___ Material for the task ___
PR #66, opened 2015-10-09
More responsive home page

chriskuehl:
This makes the home page (and some other areas of the site) look a lot better on mobile.

There are a bunch of minor fixes (most of which you can't see on the screenshots below).

before:

after:

There's still a big variance in mobile screen sizes (especially iPhone < 6). You can use Chrome's dev tools to simulate them easily.

Once this is merged we can launch!

### DIFF
--- a/.scss-lint.yml
+++ b/.scss-lint.yml
@@ -24,3 +24,7 @@ linters:
 
     ColorKeyword:
         enabled: false
+
+    # don't want to force using `//` comments everywhere
+    Comment:
+        enabled: false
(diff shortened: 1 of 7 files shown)


matthew-mcallister:
These changes look pretty good on my 5.2'', maybe others can test some different screen sizes. Some issues still lingering:

Line break in lab hours bar now
hours line

Navbar still broken
navbar

chriskuehl:
The line break is intentional (basically, it keeps "9am-6pm on Thursday more >>" on one line; i.e. the line break is only there if it won't otherwise fit on one line), but the "Hours:" should be part of that line. Will fix.

Forgot about navbar on sm, will work on that.

Also the hours in the sidebar are broken on sm.

PR #67, opened 2015-10-09
Minor responsive fixes to size sm

chriskuehl:
* Reduce navbar spacing on sm so that the navbar items fit:

* Adjust hours columns on sidebar

* Wrap "Hours:" along with the actual hours

* Wrap "Sound like you?" with "Join the staff team!"


matthew-mcallister:
Nice, this looks great.

PR #369, opened 2018-02-13
Add clarification to approve docs for non-student groups

dkess:
This just documents that OID should be 0 when approving non student group accounts.


sahilhasan:
but then how can I make fun of mdcha :(

PR #370, opened 2018-02-21
Parallelize tests run and bump requirements

jvperrin:
This cuts down teest time from around 120 seconds using one core on `reaper` to around 25 seconds using all cores at once. My only real concern with this is that if a lot of builds of ocfweb run at once that it'll overwhelm a machine, but I think it'll be ok, especially since all tests finish in under 30 seconds anyway, so any high load should be over relatively quickly.


pytest.ini
```diff
@@ -1,3 +1,8 @@
 [pytest]
 DJANGO_SETTINGS_MODULE=ocfweb.settings
-addopts=--durations=10
+addopts=--durations=10 -n auto
```
ethanhs: Probably want to document how people can lower this, as pytest will by default gobble up all of the available threads (which people may not like).

chriskuehl: I would vote to avoid duplicating pytest's documentation, but linking to it may be appropriate.

jvperrin: Agreed, mentioning here that this will use all the available CPU threads (and linking to xdist's docs somewhere) is a good idea.

PR #374, opened 2018-04-11
error404 page

ivyn:
A non-plaintext non-ugly 404 page with links to the main site.


ocfweb/error404/er404.py
```diff
@@ -0,0 +1,9 @@
+from django.shortcuts import render
+
+
+# Function for rendering the error 404 page
```
chriskuehl: consider using a docstring instead of a comment; if you use a docstring, it gets jammed under `__doc__` for the function, which enables tools like `pydoc` and sphinx to generate useful documentation

these are standardized in https://www.python.org/dev/peps/pep-0257/

ocfweb/error404/er404.py
```diff
@@ -0,0 +1,9 @@
...
+def error404(request):
+    return render(
+            request,
+            '404.html')
```
chriskuehl: probably better to just write this all on one line? `return render(request, '404.html')`

ocfweb/error404/templates/404.html
```diff
@@ -0,0 +1,124 @@
+<!doctype html>
+<!--
+      Think this site is hideous? We could use your help!
+      More info at https://www.ocf.berkeley.edu/about/staff :-)
+
+      This is ocfweb version 2018-03-06-T21-08-09-git4c65c52
+      https://github.com/ocf/ocfweb/
+-->
+{% load staticfiles %}
+<html class="page-home">
```
chriskuehl: shouldn't have page-home for something other than the home page

ocfweb/error404/templates/404.html
```diff
@@ -0,0 +1,124 @@
+<!doctype html>
+<!--
+      Think this site is hideous? We could use your help!
+      More info at https://www.ocf.berkeley.edu/about/staff :-)
+
+      This is ocfweb version 2018-03-06-T21-08-09-git4c65c52
+      https://github.com/ocf/ocfweb/
+-->
```
chriskuehl: sort of confused why this duplicates our base template; is it possible to build this so it extends from the base? (see how other pages do it for an example)

ocfweb/error404/templates/404.html
```diff
@@ -0,0 +1,124 @@
...
+        <meta charset="utf-8">
+        <meta http-equiv="X-UA-Compatible" content="IE=edge">
+        <meta name="viewport" content="width=device-width, initial-scale=1">
+
+            <meta name="description" content="The Open Computing Facility is an all-volunteer student organization dedicated to free and open-source computing for all UC Berkeley students.">
+
+
+
+
+            <meta property="og:image" content="https://static.ocf.berkeley.edu/img/penguin-opengraph.png"/>
```
chriskuehl: this kind of thing should use the asset_url helpers and not hard-code

ocfweb/error404/templates/404.html
```diff
@@ -0,0 +1,124 @@
...
+                                <a href="/login/login/?next=/" class="ocf-account-dropdown">
+                                    <span class="glyphicon glyphicon-user" aria-hidden="true"></span>
+                                    Log In
+                                </a>
+                            </li>
+
+                    </ul>
+                </div>
+            </div>
+        </div>
```
chriskuehl: definitely don't want to duplicate all the header stuff, let's see if we can find a way to extend the base

(going to stop commenting on this file)

ocfweb/settings.py
```diff
@@ -16,6 +16,7 @@
     'dev.ocf.berkeley.edu',
     'dev-www.ocf.berkeley.edu',
     'ocfweb.ocf.berkeley.edu',
+    'supernova.ocf.berkeley.edu'
```
chriskuehl: this shouldn't be necessary since it's not enforced in debug mode, can you talk more about how you're hitting this?

ocfweb/settings.py
```diff
@@ -33,6 +34,7 @@
     'ocfweb.docs',
     'ocfweb.login',
     'ocfweb.main',
+    'ocfweb.error404',
```
chriskuehl: don't think we want an entire app just for this one page? maybe we could keep it under `main` or make a separate app for all errors?

ocfweb/settings.py
bzhen: Agreed -- fixed this!

ocfweb/error404/templates/404.html
bzhen: Thank you for all the helpful comments, Chris! We cleaned this file (a lot) and extended the base.

bzhen:
All comments reviewed and implemented!

bzhen:
Yes, I tested this. However, I ran into some issues when setting the DEBUG
variable to False. Right now, the 404 page seems to only show for the url:
ocf.berkeley.edu/404 -- looking into this now.

kpengboy:
Also, in the future, for nontrivial changes I would recommend bumping an unapproved PR that hasn't gotten recent attention for reviews prior to merging it. People might still have feedback.

jvperrin:
I do agree, but that being said I don't think that would have helped much in this case since all the tests passed, and the changes looked good, I think the issue was just that we hadn't worked with custom error pages before so it wasn't clear what the best/easiest way to do things was. Also the 500ing on 404 error pages wasn't clear either since you need to be in non-`DEBUG` mode to even see that behavior, so it wasn't as easy to test.

Anyway, yes, bumping non-reviewed pull requests on Slack/GitHub is generally good.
___
• [Exercise brief]:
If a line in the records above contains the string "like", copy that line out.

• [Result of this exercise]:
* Wrap "Sound like you?" with "Join the staff team!"
ethanhs: Probably want to document how people can lower this, as pytest will by default gobble up all of the available threads (which people may not like).
chriskuehl: consider using a docstring instead of a comment; if you use a docstring, it gets jammed under `__doc__` for the function, which enables tools like `pydoc` and sphinx to generate useful documentation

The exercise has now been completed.